Charlie Simms has something up his … nose. It’s a prince of a booger with magical powers.
After playing a prank on Hendrick, a cranky old wizard, Prince Loogar is turned into a genie and banished to a tiny bottle; he is to be released from this curse only when he has done good deeds. Charlie discovers the bottle years later and accidentally shoves it up his nose. Whenever he scratches his nose, Prince Loogar—also known as Loogie—appears, ready to grant Charlie’s wishes. When Charlie catches a cold, he is able to wish it away, but when Loogie gets the same cold, he has trouble shaking it. The boy-booger duo attempt to summon Hendrick for magical medical intervention. Mayhem ensues when Charlie’s wishes get lost in translation and Tildor, an evil genie, appears on the scene.

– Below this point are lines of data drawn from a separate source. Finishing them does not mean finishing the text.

PR #501, opened 2022-01-12
spi: make SELECT_ALL an empty criteria

### LINKED ISSUE #494: AssetSelectorExpression.SELECT_ALL is incompatible with CosmosDB
Running a query e.g. on an asset index implementation on CosmosDB with the `AssetSelectorExpression.SELECT_ALL` an error is returned:
```
Invalid query. Specified parameter name '@*' is invalid. Parameter names should be in the format of symbol '@' followed by a valid identifier. E.g. @param1
```

That's because the `SELECT` all selector defines `*` as left operand, and this is injected in the query as parameter (that in cosmos db is lead by a `@`)

Currently,  `AssetSelectorExpression.SELECT_ALL` is a list of criterion with a single element, but a "select all" in my opinion could be translated in an empty criterion list.
So my proposal is to avoid that `new Criterion("*", "=", "*")`

ndr-brt:
Fix #494


paullatzelsperger (changes requested):
The distinction between an empty query and the `SELECT_ALL` expression was implemented intentionally. The idea was to avoid a situation where someone forgets to specify a query, and this resulting in loading potentially a lot of assets from the index. 
The correct way is therefor to check whether a query is equal to `SELECT_ALL` and handle this case explicitly. 

I have noticed though that the `CosmosAssetIndex` does not in fact check/handle the `SELECT_ALL` case, which it should. That's what this PR should do.

ndr-brt:
What's the difference to do an empty query and a select all one? 
Both can lead to a system overload, if we want to avoid it we should set a validation where the query cannot be empty and cannot be a select all, or we should introduce pagination.
In most of the query languages/dsl (e.g. sql) the "select all" is no criterion at all, I think it's the best way to represent that concept.

paullatzelsperger:
The difference lies in the intent: it should be harder to accidentally fetch all items as this may stress the system. An empty query may produce no results or even raise an exception to indicate user error. 

So if actually all items are to be fetched, users must explicitly specify the `SELECT_ALL` constant. Even in SQL you have to specify the asterisk `SELECT * FROM yourtable;`

Agree on pagination.

ndr-brt:
The `*` in SQL doesn't mean "all the data", it means "all the fields", it's different.

In my opinion we shouldn't make things "harder" but safer and simpler.

Mandatory pagination on every "repository" will do the job.

paullatzelsperger:
I care less about whether the `SELECT_ALL` operation actually translates to `*=*` or anything else, but I do think that it should be an explicit operation and `AssetIndex` implementations should check for it.

ndr-brt:
Sorry but I still can't get this need for a select all criterion, I can't recall any system or tool that have this, why invent something new?
If the resources are all paginated there will be no risks, so it really seems an unnecessary complication to me. 

Will be good to hear other opinions, this PR was opened 15 days ago.

paullatzelsperger:
You're right, pagination will alleviate this. Pagination is required for issue #546 so I'm good with this PR as it is.

paullatzelsperger (approved):

PR #558, opened 2022-01-26
rename single implementers to "*Impl" convention

### LINKED ISSUE #556: Define a naming standard for single implementers
As discussed in #553 , at the moment there are two ways to name single implementations of an interface:
- `<interface name>Impl`
- `Default<interface name>`

This is confusing, so, as discussed we should choose a way.
@paullatzelsperger proposed:
> to me there is a slight difference between a Default and an Impl. The way I see it, the Default* convention should eventually supersede the InMemory* stuff. So for example by default, for every registry there is an im-mem implementation (which it essentially a map) which is called Default...Registry. It is conceivable, that someone wants to implement a registry based on some storage other than memory.
The Impl should be used for something that really only ever has one implementation, such as the BlobStoreApiImpl or the DataFlowManagerImpl.

I agree with this, and I think we need also to describe this in the `architecture-principles` markdown file

ndr-brt:
Fix #556


paullatzelsperger (approved):

jimmarino (approved):
LGTM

Charlie is a likable eight-year-old protagonist with two best friends named Tom and Katie. The oddity of his nose leads to some gooey, nasal-related descriptions that many young children will find quite hilarious: “Loogar dribbled out like a wet booger and hung upside down from Charlie’s nose.” Charlie’s patience reveals itself in his explanations to Loogie about colds while suffering the prince’s arrogance in addressing him as “a peasant.”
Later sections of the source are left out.